“Meet the new boss, same as the old boss” is a line from “Won’t Get Fooled Again,” a hit song by British rock band, The Who from 1971 —but it also could describe today’s political climate.
The Department of Energy and the rest of the U.S. government, is preparing for the second presidential term of Republican Donald Trump, whose political comeback culminated with his November election win over Vice President Kamala Harris. Four years ago, Trump left after one term, losing the White House to Democrat Joe Biden.
Trump’s return is clearly top of mind with about a half-dozen industry and labor officials who spoke with Exchange Monitor about what to expect from DOE and its $8-billion-dollar Office of Environmental Management in 2025.
EM leadership, funding could remain stable
All the sources doubt DOE’s nuclear cleanup office ranks high on Trump’s second-term priorities and they say that’s fine.
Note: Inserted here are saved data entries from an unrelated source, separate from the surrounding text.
PR #8061, opened 2026-04-11
HBASE-30074 Update downloads content.md for 2.5.14

apurtell:


apurtell:
This is the first time I'm doing this since the migration. Asking for a double check. Is this the correct way to do this?

liuxiaocs7 (approved):

PDavid (approved):
Many thanks Andrew, looks good to me. 👍

Apache9 (approved):

PR #8062, opened 2026-04-11
HBASE-30075 Update downloads content.md for 2.6.5

apurtell:


apurtell:
This is the first time I'm doing this since the migration. Asking for a double check. Is this the correct way to do this?

liuxiaocs7 (approved):

PDavid (approved):
Many thanks, built the site locally and changes look good to me. 👍

Apache9 (approved):

PR #8072, opened 2026-04-12
HBASE-30079 Upgrade hbase-compression to use junit5

liuxiaocs7:
- see: HBASE-30079

### DIFF
--- a/hbase-compression/pom.xml
+++ b/hbase-compression/pom.xml
@@ -50,6 +50,11 @@
       <artifactId>junit-jupiter-api</artifactId>
       <scope>test</scope>
     </dependency>
+    <dependency>
+      <groupId>org.junit.jupiter</groupId>
+      <artifactId>junit-jupiter-engine</artifactId>
+      <scope>test</scope>
+    </dependency>
   </dependencies>
 
   <build>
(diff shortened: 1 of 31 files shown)


hbase-compression/pom.xml
```diff
@@ -45,6 +45,21 @@
       <artifactId>hbase-resource-bundle</artifactId>
       <optional>true</optional>
     </dependency>
+    <dependency>
```
Apache9, line 48: We do not have junit-vintage dependencies in the past?

Strange, how could they pass compiling?

liuxiaocs7: > We do not have junit-vintage dependencies in the past?
> 
> Strange, how could they pass compiling?

Yes, previously the `hbase-compression` module did not explicitly reference JUnit-related dependencies...

PDavid:
Hmm, it seems the java compiler now generates some new warnings. I guess these are not critical. Can you please check them?

image

See: https://github.com/apache/hbase/actions/runs/24324541700?pr=8072

Apache9:
Pelase try to fix the javac warnings?

liuxiaocs7:
Now the general check looks good.

https://github.com/apache/hbase/actions/runs/25016408688/job/73265250014?pr=8072

image

Apache9 (approved):

PR #8077, opened 2026-04-14
HBASE-30062 Device layer simulator for MiniDFSCluster-based tests

apurtell:
On EBS-backed deployments in AWS, or equivalents in other cloud infrastructure providers, HBase compaction and replication throughput can be constrained by per-volume IOPS limits rather than bandwidth. A faithful device-level simulator within the test harness allows developers to reproduce, analyze, and validate fixes for such performance issues without requiring actual cloud infrastructure.

This proposed change adds a test-only EBS device layer that operates at the DataNode storage level within `MiniDFSCluster` by replacing the `FsDatasetSpi` implementation via Hadoop's pluggable factory mechanism. This allows HBase integration tests to simulate realistic cloud block storage characteristics, such as per-volume bandwidth budgets, IOPS limits, sequential IO coalescing, and per-IO device latency, enabling identification and reproduction of IO bottlenecks.

The simulator wraps the real `FsDatasetImpl` with a `java.lang.reflect.Proxy` that intercepts the three `FsDatasetSpi` methods where DataNode local IO actually engages the underlying block device, without compile-time coupling to internal Hadoop classes.

Each proxy gets its own set of `EBSVolumeDevice` instances with independent budgets. Block-to-volume resolution uses `delegate.getVolume(block)`, providing real HDFS placement decisions. A single configuration applies to all volumes, but each volume maintains its own token buckets, matching production where all attached block devices to a host share the same SKU but have independent throughput budgets, and where the host itself has a cap on maximum aggregate throughput.

EBS merges sequential IOs up to 1 MiB before counting them as a single IOPS token. The simulator tracks read streams and write streams independently.

After each IOPS token consumption, the simulator sleeps for a configurable duration (default 1 ms), modeling physical device service time.

`IntegrationTestCompactionWithDeviceSimulator` provides an end-to-end example of using the simulator

### DIFF
--- a/hbase-it/src/test/java/org/apache/hadoop/hbase/IntegrationTestCompactionWithDeviceSimulator.java
+++ b/hbase-it/src/test/java/org/apache/hadoop/hbase/IntegrationTestCompactionWithDeviceSimulator.java
@@ -1,0 +1,564 @@
+/*
+ * Licensed to the Apache Software Foundation (ASF) under one
+ * or more contributor license agreements.  See the NOTICE file
+ * distributed with this work for additional information
+ * regarding copyright ownership.  The ASF licenses this file
+ * to you under the Apache License, Version 2.0 (the
+ * "License"); you may not use this file except in compliance
+ * with the License.  You may obtain a copy of the License at
+ *
+ *     http://www.apache.org/licenses/LICENSE-2.0
+ *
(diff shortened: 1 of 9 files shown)


apurtell:
I see from feedback on another PR I need to upgrade the tests here to JUnit 5.

PR #8081, opened 2026-04-14
HBASE-30080: Send exception to user when refreshing store file fails for a region

sharmaar12:


anmolnar (changes requested):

A conservative policy document, Project 2025, published in 2023 by Trump supporters said some states and DOE contractors have viewed the Environmental Management office as a jobs program. The document said DOE could do more to speed cleanup at the Hanford Site in Washington state and other federal nuclear properties.
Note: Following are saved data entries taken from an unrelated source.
PR #8100, opened 2026-04-17
HBASE-28741 Rpc ConnectionRegistry APIs should have timeout

ndimiduk:


virajjasani (commented):
Finally!
Looks good overall, just one thought - can we use a new config instead of using `hbase.rpc.timeout`? Because this is more of metadata level API than normal rpc API, we can consider a bit lower timeout as default value e.g. `DEFAULT_HBASE_RPC_TIMEOUT / 6` or `DEFAULT_HBASE_RPC_TIMEOUT / 3`

hbase-client/src/main/java/org/apache/hadoop/hbase/client/ConnectionRegistryRpcStubHolder.java
```diff
@@ -106,23 +106,35 @@ private ImmutableMap<ServerName, ClientMetaService.Interface> createStubs(RpcCli
...
-          if (error != null) {
-            addr2StubFuture.completeExceptionally(error);
-          } else {
-            RpcClient c = RpcClientFactory.createClient(conf, clusterId);
-            ImmutableMap<ServerName, ClientMetaService.Interface> m =
-              createStubs(c, bootstrapNodes);
-            rpcClient = c;
-            addr2Stub = m;
-            addr2StubFuture.complete(m);
+    try {
```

Nobody who spoke to the Monitor for this story expected deep cuts in Environmental Management’s multi-billion-dollar budget or anticipates Trump 2.0 to be in any hurry to replace acting cleanup boss Candice Robertson with a political appointee.
So far there is only modest chatter on weapons complex political appointments by the new administration as many feds and contractors are only just “turning their laptops back on” following the holidays, one source said.
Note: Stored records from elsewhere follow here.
PR #8109, opened 2026-04-21
HBASE-30100 Fix misleading Javadoc for Table.batch about null in results array

junegunn:
https://issues.apache.org/jira/browse/HBASE-30100


PDavid (approved):
Many thanks for the correction. 👍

President-elect Trump’s choice for secretary of energy, Liberty Energy CEO Chris Wright, is scheduled for a confirmation hearing next week. No announcement has been made about a deputy secretary yet. Some sources said a couple of names from the first Trump term have already been mentioned: James Danly, a former chair of the Federal Energy Regulatory Commission, as well as Paul Dabbar, a former undersecretary of science at DOE during Trump’s first term.
There is concern voiced by some about a new non-governmental entity called the Department of Government Efficiency that will target government waste and be co-piloted by Elon Musk. Musk, who owns Tesla, SpaceX and the X social media platform, is a major Trump donor and has dubbed himself Trump’s “first buddy.”
During an earnings call last month, the CEO of government contractor Amentum, which has merged with Jacob’s government business, downplayed the chances of national security programs being targeted for budget cuts.
The feeling is that DOE offices dealing with renewable energy, energy efficiency, diversity and climate change are far more likely to have funding cuts, people told the Monitor this week.
Some sources said to watch what happens with DOE’s Cleanup to Clean Energy program after the Biden administration leaves. The program is tapping thousands of acres of underused land at nuclear-weapon sites for carbon-free electric generation. DOE has selected companies to negotiate lease agreements at several nuclear sites. A couple of sources said the Trump team might redirect this effort toward greater emphasis on small nuclear reactors at locations like the Savannah River Site in South Carolina.
Workforce issues could still loom large as DOE and Environmental Management continue efforts to replace waves of retirees with new staff.
At the end of fiscal 2023, there were 263 vacant positions at the cleanup office and 44% of its staff will be eligible for retirement by 2030, the Government Accountability Office said in a July report. The report said Environmental Management lacks a national policy on remote work.
The Musk-led Department of Government Efficiency has targeted remote work in an effort to get more employees back into the office. An industry source said most DOE contractors got employees back to the jobsite after the COVID-19 pandemic.
At some sites with unionized labor, post-COVID inflation has affected bargaining. Herman Potter, retiring United Steelworkers Local 689 president at the Portsmouth Site in Ohio, said price increases that followed the pandemic pushed union labor to seek higher cost-of-living wage increases.
On the business side, 2024 was “a banner year” for procurement in the weapons complex, one industry source said, adding there will be fewer big solicitations in 2025.
The biggest prize of 2024, which was laboriously litigated before a final award, was a new decade-long liquid waste contract at the Hanford Site potentially worth up to $45-billion. Hanford’s Waste Treatment and Immobilization Plant is expected to start turning some low-level radioactive waste into glass form by August.
Elsewhere, Environmental Management awarded a new operations contract, including depleted uranium hexafluoride (DUF6) conversion at the Portsmouth and Paducah sites. That contract has been protested. DOE has also awarded a new cleanup contract at the West Valley Demonstration site in New York state.
By contrast, in fiscal year 2025, expected awards include the relatively smaller Portsmouth Infrastructure Site Services contract.